PR #32, opened 2017-11-29
Notification data purge

psantos1113:


src/main/java/com/blackducksoftware/integration/hub/alert/datasource/entity/GlobalConfigEntity.java
```diff
@@ -67,11 +67,14 @@
     @Column(name = "alert_digest_daily_cron")
     private String dailyDigestCron;
 
+    @Column(name = "alert_purge_data_cron")
```
gkillough: Do we have a SQL script to initialize the global config table, and has it been updated?

src/main/java/com/blackducksoftware/integration/hub/alert/web/AuthenticationHandler.java
```diff
@@ -34,6 +34,8 @@
     @Override
     protected void configure(final HttpSecurity http) throws Exception {
         http.csrf().disable().authorizeRequests().anyRequest().permitAll().and().logout().logoutSuccessUrl("/");
+        // TODO: Make sure the H2 console is disabled by removing the following line of code.
```
gkillough: Is this being committed for debugging purposes?

psantos1113: This is for debugging purposes as we develop our initial version.  Before release this will need to be disabled.

src/main/java/com/blackducksoftware/integration/hub/alert/datasource/entity/GlobalConfigEntity.java
psantos1113: We don't have an SQL script yet to initialize the tables.  I'm starting to look into that.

● Work order:
Retype every record exactly, omitting nothing.

● Result of this task:
PR #32, opened 2017-11-29
Notification data purge

psantos1113:


src/main/java/com/blackducksoftware/integration/hub/alert/datasource/entity/GlobalConfigEntity.java
```diff
@@ -67,11 +67,14 @@
     @Column(name = "alert_digest_daily_cron")
     private String dailyDigestCron;
 
+    @Column(name = "alert_purge_data_cron")
```
gkillough: Do we have a SQL script to initialize the global config table, and has it been updated?

src/main/java/com/blackducksoftware/integration/hub/alert/web/AuthenticationHandler.java
```diff
@@ -34,6 +34,8 @@
     @Override
     protected void configure(final HttpSecurity http) throws Exception {
         http.csrf().disable().authorizeRequests().anyRequest().permitAll().and().logout().logoutSuccessUrl("/");
+        // TODO: Make sure the H2 console is disabled by removing the following line of code.
```
gkillough: Is this being committed for debugging purposes?

psantos1113: This is for debugging purposes as we develop our initial version.  Before release this will need to be disabled.

src/main/java/com/blackducksoftware/integration/hub/alert/datasource/entity/GlobalConfigEntity.java
psantos1113: We don't have an SQL script yet to initialize the tables.  I'm starting to look into that.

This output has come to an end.